蓋表に和歌が書かれた色紙の意匠を表した、クワ材製の硯箱(すずりばこ)。全体の形は側面の角を丸く作った長方形で、蓋と身の双方に錫製(すずせい)の置口(おきぐち)を嵌(は)めた被蓋造(かぶせぶたづくり)としている。蓋表は緩やかな隆起があり、四辺には塵居(ちりい)(側面との境目にある僅かな平面)を表している。蓋は天板と四枚の側面材から作られ、側面の角で櫛の歯状に材を組み合わせている。身も同様の構造である。蓋表から側面にかけて斜めに色紙形を金線の象嵌(ぞうがん)で表し、中に本阿弥光悦(ほんあみこうえつ)(一五五八~一六三七)の書になる前大僧正覚忠(かくちゅう)(一一一八~一一七七)の和歌「神無月木々の/このははちりはてて/庭にそかせの/をとはきこ/ゆる」(『新古今和歌集』巻六冬歌)を、四分一銀(しぶんいちぎん)の象嵌で表している。

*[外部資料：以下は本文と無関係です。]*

PR #2337, opened 2020-03-26
"html compression" use a very slow regex-only approach

Sadrak:
The current implementation is VERY slow for bigger pages. I.e. on our shop only the minify take ~3 seconds on some pages.

It replace the regex-only approach to erase whitespaces with an algorithm that in first place replace every untouchable HTML-tags with placeholders, then replace all whitespaces and then refill the placeholders with the original content.

The change itself did not change anything else. The results from this new algorithm is identical to the previous implementation.

Enable html compression on a bigger shop. Worst results are when the filters are enabled and your products have many attributes, so the page has ~700.000 removable whitespaces in it.

After some benchmarking this new algorithm drop the CPU time for our usecase from ~3seconds to 1.3ms.
Original contentsize was 940.000 bytes with ~710.000 unnecessary whitespaces.

https://forum.shopware.com/discussion/66883/

none

### 6. Checklist

### DIFF
--- a/engine/Shopware/Components/Template/HtmlMinCompressor.php
+++ b/engine/Shopware/Components/Template/HtmlMinCompressor.php
@@ -28,6 +28,43 @@ class HtmlMinCompressor implements HtmlCompressorInterface
 {
     public function minify(string $content): string
     {
-        return preg_replace('#(?ix)(?>[^\S ]\s*|\s{2,})(?=(?:(?:[^<]++|<(?!/?(?:textarea|pre|script)\b))*+)(?:<(?>textarea|pre|script)\b|\z))#', ' ', $content);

蓋裏は銀杏(いちょう)の葉三枚を、ツゲ、部分的に鍍金(ときん)した鉛、金蒔絵(きんまきえ)を施した鉛を象嵌して表す。なお、蓋と身の木部は全面に摺漆(すりうるし)が施されている。身の内部は、硯、水滴(すいてき)、筆二本を納める浅い窪みを彫り込んだ木製、黒漆塗(くろうるしぬり)の板を落とし込んでいる。水滴の窪みのみ銀製の座を嵌めている。板の表には金泥(きんでい)で銀杏の葉二枚を描いている。硯は台形で、比較的小ぶりである。水滴は銀製で少し欠けた月をかたどっている。墨は奈良・古梅園(こばいえん)製で小判(こばん)形を呈している。板の裏面に「半古作」の金泥銘があるほか、附属の桐箱の底板表面に「神無月/硯箱」、裏面に「大正四年作/木内半古(花押)」の墨書がある。和歌に合わせ、散りゆく銀杏の葉を蓋の裏や身の内部に表している。クワの木目を活かしている点も和歌の持つ寒々とした景色にふさわしい。側面材の組み方は櫛の歯を思わせる細かさであり、半古の超絶した木工技術を見ることができる。
(内藤栄)
名匠三代―木内喜八・半古省古の木工芸―,2015,40p.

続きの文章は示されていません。